此時的關牆城門樓子上金鎖關守備營都司王廉臉色惶恐的看著前方已經擺好陣勢的賊寇,在一個多小時前王廉通過塘兵得知從宜君縣往南的兩條道路上有大量的賊寇南下,賊寇的兵力保守估計不下於一萬人。


    而此時金鎖關的軍戶加上他的守備營營兵也不過一千多號人,金鎖關的兵真正有戰鬥力也隻有他手下的四五十號家丁而已。


    王廉原是延安衛的一個世襲指揮同知,恰好遇到今年朝廷在金鎖關設立一個守備營,於是王廉便拿著重金去賄賂當時的陝西巡撫劉廣生。


    當時給劉廣生送禮的人可不少,但是王廉舍得出錢,一口氣拿出三千兩銀子去給劉廣生送禮,劉廣生一下子就被王廉的銀子給砸暈了。


    於是便向朝廷舉薦王廉這麽一個人才去擔任金鎖關的守備營都司。


    這衛所係統的千戶、百戶如果轉任營兵係統的軍官就是擔任部千總和司把總,但世襲指揮使、世襲指揮同知、世襲指揮僉事如果轉任營兵係統的軍官就是直接當都司甚至是守備,遊擊、參將也不是不可能。


    像王廉這種隻是當了個都司也不是錢送的少了,單純隻是因為金鎖關守備營的級別沒有到,最高官職隻是一個都司而已。


    這為什麽當初徐安要考武舉而不是直接去營兵係統當軍官,主要就是去了的話最多也就是幹個千總而已,如果當不了將官便不能獨領一軍,最終還得是看人臉色辦事。


    當了將官那怕是最低級的都司,那也是獨自掌握一支軍隊,自己的手下的糧餉發放、人事調動都是由自己說了算,在這個過程中上下其手的話那些賄賂出去的錢財要不了多久就能全部給貪回來。


    別看這王廉送了劉廣生三千兩銀子,如果王廉夠貪的話最多一年就能給回本。


    金鎖關守備營額兵是一千人,每人每月的月餉是1.2兩、士兵口糧和家眷安家糧總共大概是1石左右,也就是說王廉每月的進項是1200兩銀子和1000石糧食。


    即使朝廷不足額發放發半糧半餉也有個600兩銀子和500石糧食,一年下來也有7200兩銀子和6000石糧食,王廉一年之年回本帶賺錢不是問題。


    所以王廉來金鎖關當這個都司壓根就不是出來為朝廷效力的,而是為了當官撈點銀子罷了。所以此時的王廉內心是惶恐不已,因為這家夥完全就是一個草包而已。

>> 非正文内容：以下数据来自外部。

PR #599, opened 2023-12-15
Refactor/sor service

franzns:
moving, renaming and removing unused stuff.
Also adding on chain query for v2 swaps


modules/sor/sor.gql
```diff
@@ -7,13 +7,41 @@ extend type Query {
...
+    swaps: [GqlSwap!]!
+    swapAmount: String!
+    swapAmountForSwaps: String!
+    returnAmount: String!
+    returnAmountFromSwaps: String!
+    returnAmountConsideringFees: String!
+    tokenIn: String!
+    tokenOut: String!
+    marketSp: String!
+}
```
gmbronco: perhaps we could already remove fields they don't use:

marketSp
returnAmountConsideringFees
swapAmountForSwaps

they didn't confirm which fields they use, didn't they?

modules/sor/sor.service.ts
```diff
@@ -1,54 +1,81 @@
...
-        const swap = await this.getSwap({ ...input, swapOptions: {} });
-        const emptyResponse = EMPTY_COWSWAP_RESPONSE(input.tokenIn, input.tokenOut, input.swapAmount);
+    async getCowSwaps(args: QuerySorGetCowSwapsArgs): Promise<GqlCowSwapApiResponse> {
+        console.log('getCowSwaps args', JSON.stringify(args));
+        const amountToken = args.swapType === 'EXACT_IN' ? args.tokenIn : args.tokenOut;
+        // Use TokenAmount to help follow scaling requirements in later logic
+        // args.swapAmount is RawScale, e.g. 1USDC should be passed as 1000000
+        const amount = await getTokenAmountRaw(amountToken, args.swapAmount, args.chain!);
+
+        const swap = await sorV2Service.getSwapResult({
```
gmbronco, line 25: V2 only?

modules/sor/sor.service.ts
```diff
@@ -1,54 +1,81 @@
...
+    async getSorSwaps(args: QuerySorGetSwapsArgs): Promise<GqlSorGetSwapsResponse> {
+        console.log('getSorSwaps args', JSON.stringify(args));
+        const tokenIn = args.tokenIn.toLowerCase();
+        const tokenOut = args.tokenOut.toLowerCase();
+        const amountToken = args.swapType === 'EXACT_IN' ? tokenIn : tokenOut;
+        // Use TokenAmount to help follow scaling requirements in later logic
+        // args.swapAmount is HumanScale
+        const amount = await getTokenAmountHuman(amountToken, args.swapAmount, args.chain!);
+
+        const swap = await this.getComparingSwap({
```
gmbronco, line 55: i like the name vs getSwap

gmbronco (approved):

modules/sor/sor.gql
franzns: agree, will remove once I know what they use

modules/sor/sor.service.ts
franzns: yes, balancer chains dont support a V1

PR #600, opened 2023-12-15
V3 canary

franzns:


modules/beethoven/balancer-sor.service.ts
```diff
@@ -331,7 +332,7 @@ export class BalancerSorService {
     }
 
     private getTokenDecimals(tokenAddress: string, tokens: PrismaToken[]): number {
-        if (tokenAddress === '0x0000000000000000000000000000000000000000') {
+        if (tokenAddress === ZERO_ADDRESS || tokenAddress === NATIVE_ADDRESS) {
```
gmbronco, line 335: @franzns – would we need to add 0x00...1010 here as well?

    關牆上的王廉已經快抑製不住內心的恐懼了,這關前的賊寇甲仗完備隊列齊整旗幟飄揚,這一看就知道不是那種普通的賊寇,能打下鄜州城必然是有兩把刷子的。


    王廉此時已經有了棄關而去的念頭,但王廉又怕到時候朝廷追責下來讓他吃不了兜著走,所以王廉現在是進退兩難。

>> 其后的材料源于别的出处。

PR #602, opened 2023-12-15
sync-latest-fx-prices

### LINKED ISSUE #565: SOR: Handle failing FX pools by adding latestFXPrice to it's poolTokens.
- [x] Find out if we need FX pools. - we do!
- [x] FX pool tokens are missing latestFXPrice - subgraph has it and it needs to be added to the DB as well.
- [x] Once done uncomment FX pool from the query filter: https://github.com/beethovenxfi/beethovenx-backend/blob/v3-canary/modules/sor/sorV2/sorV2.service.ts/#L361

gmbronco:
Adding a job for syncing latest FX price from subgraph. The task itself is fast, so I'm scheduling it as one job for all the chains.

closes #565

### DIFF
--- a/modules/network/optimism.ts
+++ b/modules/network/optimism.ts
@@ -298,7 +298,10 @@ export const optimismNetworkConfig: NetworkConfig = {
     ],
     userStakedBalanceServices: [new UserSyncGaugeBalanceService()],
     services: {
-        balancerSubgraphService: new BalancerSubgraphService(optimismNetworkData.subgraphs.balancer, optimismNetworkData.chain.id),
+        balancerSubgraphService: new BalancerSubgraphService(
+            optimismNetworkData.subgraphs.balancer,
+            optimismNetworkData.chain.id,
+        ),
     },
     /*
     For sub-minute jobs we set the alarmEvaluationPeriod and alarmDatapointsToAlarm to 1 instead of the default 3. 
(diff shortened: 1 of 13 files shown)


franzns:
As discussed, I would refrain from introducing the "multichain-schedule" for this. Would like a more generalized approach.

gmbronco:
Removed multichain job in favour of chain specific ones.

modules/network/optimism.ts
```diff
@@ -406,5 +409,9 @@ export const optimismNetworkConfig: NetworkConfig = {
             name: 'feed-data-to-datastudio',
             interval: (env.DEPLOYMENT_ENV as DeploymentEnv) === 'canary' ? every(5, 'minutes') : every(1, 'minutes'),
         },
+        {
+            name: 'sync-latest-fx-prices',
+            interval: every(10, 'minutes'),
+        },
```
franzns: we dont have fx pools on OP. not sure about the other chains

modules/network/zkevm.ts
```diff
@@ -292,5 +292,9 @@ export const zkevmNetworkConfig: NetworkConfig = {
             name: 'feed-data-to-datastudio',
             interval: (env.DEPLOYMENT_ENV as DeploymentEnv) === 'canary' ? every(5, 'minutes') : every(1, 'minutes'),
         },
+        {
+            name: 'sync-latest-fx-prices',
+            interval: every(10, 'minutes'),
+        },
```
franzns: same, think they dont have fx pools

gmbronco: true, FX is on: Mainnet, Polygon and Avalanche so far.

PR #606, opened 2023-12-18
Handle RPC range errors in getLogs

gmbronco:
Extracted getLogs into separate function where we can handle RPC errors related to maximum block range thrown differently by different providers. Added an option to decode event data when ABI is passed.

### DIFF
--- a/modules/user/lib/user-sync-gauge-balance.service.ts
+++ b/modules/user/lib/user-sync-gauge-balance.service.ts
@@ -139,8 +139,8 @@ export class UserSyncGaugeBalanceService implements UserStakedBalanceService {
             therefore we check all transfer events since the last synced block
          */
 
-        // Split the range into smaller chunks to avoid RPC limits, setting up to 50 times max block range
-        const toBlock = Math.min(startBlock + 50 * this.rpcMaxBlockRange, latestBlock);
+        // Split the range into smaller chunks to avoid RPC limits, setting up to 5 times max block range
+        const toBlock = Math.min(startBlock + 5 * this.rpcMaxBlockRange, latestBlock);
         console.log(`user-sync-staked-balances-${this.chainId} block range from ${startBlock} to ${toBlock}`);
         console.log(`user-sync-staked-balances-${this.chainId} getLogs for ${gaugeAddresses.length} gauges.`);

    王廉擦了擦頭上的汗對身邊的家丁隊長問道:“去給同官縣、耀州報信和去西安府求援的弟兄派出去了嗎?!”


    家丁隊長聽後回答道:“將爺,兩刻鍾前報信的弟兄已經走了,將爺不必擔心,關城今年修繕過一次,城上又有這麽多大炮,諒他賊寇人多勢眾也休想在短時間內攻破關城!”


    “隻要咱們堅持個幾天,到時候西安府的趙副將必定會派兵來援!”


    這名家丁隊長是王廉的延安衛老鄉,他很清楚王廉是個什麽草包東西,所以才會說這些話來給王廉打氣,別到時候王廉直接跑路把關城給丟了。

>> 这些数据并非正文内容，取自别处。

PR #631, opened 2024-01-09
V3 canary

franzns:
- add sentry integrations
- optimize lifetime value update
- set cron intervals to standard on three balancer chains (mainnet, polygon, arb)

    他很清楚王廉關牆一丟這官肯定是保不住的,說不定世襲指揮同知的職務也保不住,他一家子可都指望著王廉呢!可不能讓王廉就這麽給毀了。


    王廉聽到家丁隊長的話後臉色才稍微好一點,不過接下來王廉直接就嚇的從城門樓子上麵跑到樓梯口去。


    轟!——


    隻聽見關城下一聲炮響,一枚炮彈落在了距離關城還有一百多步左右的位置。


    這聲炮響就是鐵營從鄜州帶來的幾門弗朗機小炮打出來的炮彈,這幾門小炮重約120斤炮長7尺2米彈重10兩火藥11兩最大射程400步,有效射程180步。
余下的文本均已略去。